Work item
Write only the number of lines in the entries that hold the string "streamReader".

Records provided
Issue #915, opened 2020-05-20
Client: server-streaming does not collect duplicated (fault+ctx) trailers during an RpcException


mgravell:
Scenario: the server (native in this case) deliberately faults with an `RpcException` including some trailers in the middle of a server-streaming operation, and that trailer has also been added to the server context, i.e.

``` c#
var faultTrailers = new Metadata();
faultTrailers.Add("sum", sum);
// **and** importantly
serverContext.ResponseTrailers.Add("sum", sum);
throw new RpcException(new Status(StatusCode.Internal, "oops"), faultTrailers);
```

## Expectation

as observed with the native Google client:

The client-side call `await streamReader.MoveNext(cancellationToken)` will surface an `RpcException` with the correct `StatusCode`, `Detail` and `Trailers` i.e. one of `"sum", sum`

## Actual

as observed with Grpc-Dotnet

The client-side call `await streamReader.MoveNext(cancellationToken)` surfaces an `RpcException` with the correct `StatusCode`, `Detail` - but:

- sometimes the `Trailers` collection is empty
- sometimes the `Trailers` collection has it *twice*, i.e. `"sum", "10,10"`

I haven't figured out the rules for when it is empty and when it is duplicated; when I run *just* the one test, it tends to be empty; when I run a bunch of tests it tends to be duplicated. Possibly a thread race condition.

## Repro

See the `ServerStreaming(true)` test case [here](https://github.com/protobuf-net/protobuf-net.Grpc/blob/master/tests/protobuf-net.Grpc.Test.Integration/StreamTests.cs) - comparing `NativeStreamTests` to `ManagedStreamTests`.

A good place to put a breakpoint is in [`Reshape.cs`](https://github.com/protobuf-net/protobuf-net.Grpc/blob/master/src/protobuf-net.Grpc/Internal/Reshape.cs), `ServerStreamingAsyncImpl`, on the line:

``` c#
metadata?.SetTrailers(fault);
```

(which is where the exception is surfaced)

Note that this is the exact same (native) server in both tests, so presumably this is a client bug.

Note: I have added `IsManagedClient` that changes the test's expectation to reflect what I am observing (so my tests acknowledge reality for now)

JamesNK:
@mgravell 2.30.0 is on NuGet with this fix. You can update your package reference and remove any related hacks.

PR #918, opened 2020-05-21
Fix sending and receiving duplicate header names

JamesNK:
Fixes https://github.com/grpc/grpc-dotnet/issues/915

PR fixes concatenated values. I also noticed the server wasn't sending duplicate response headers.

I couldn't replicate having no headers. If might be fixed in 2.29.0-pre1.

@mgravell

### DIFF
--- a/src/Grpc.AspNetCore.Server/Internal/HttpContextServerCallContext.cs
+++ b/src/Grpc.AspNetCore.Server/Internal/HttpContextServerCallContext.cs
@@ -364,11 +364,11 @@ namespace Grpc.AspNetCore.Server.Internal
                     {
                         if (entry.IsBinary)
                         {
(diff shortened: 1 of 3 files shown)


mgravell:
Awesome. I merged my changes to update to 2.29.0-pre1 earlier today - will re-run my tests tomorrow.

Note: right now, I have both clients Vs the Google server, which has found a couple of deltas. Would it be useful for you if I try to update my test rig to do the full matrix of clients vs servers? Honestly, it was mostly done this way because it is easier to run the Google server in a fixture, but I could look at running Kestrel in a fixture.

JamesNK:
Sure, if it isn't too much time for you, and it is useful for you as well then go ahead.

I'm not worried about being exactly identical with StatusCodes and detail messages, but differences around content and metadata are important to find.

Exercise response
2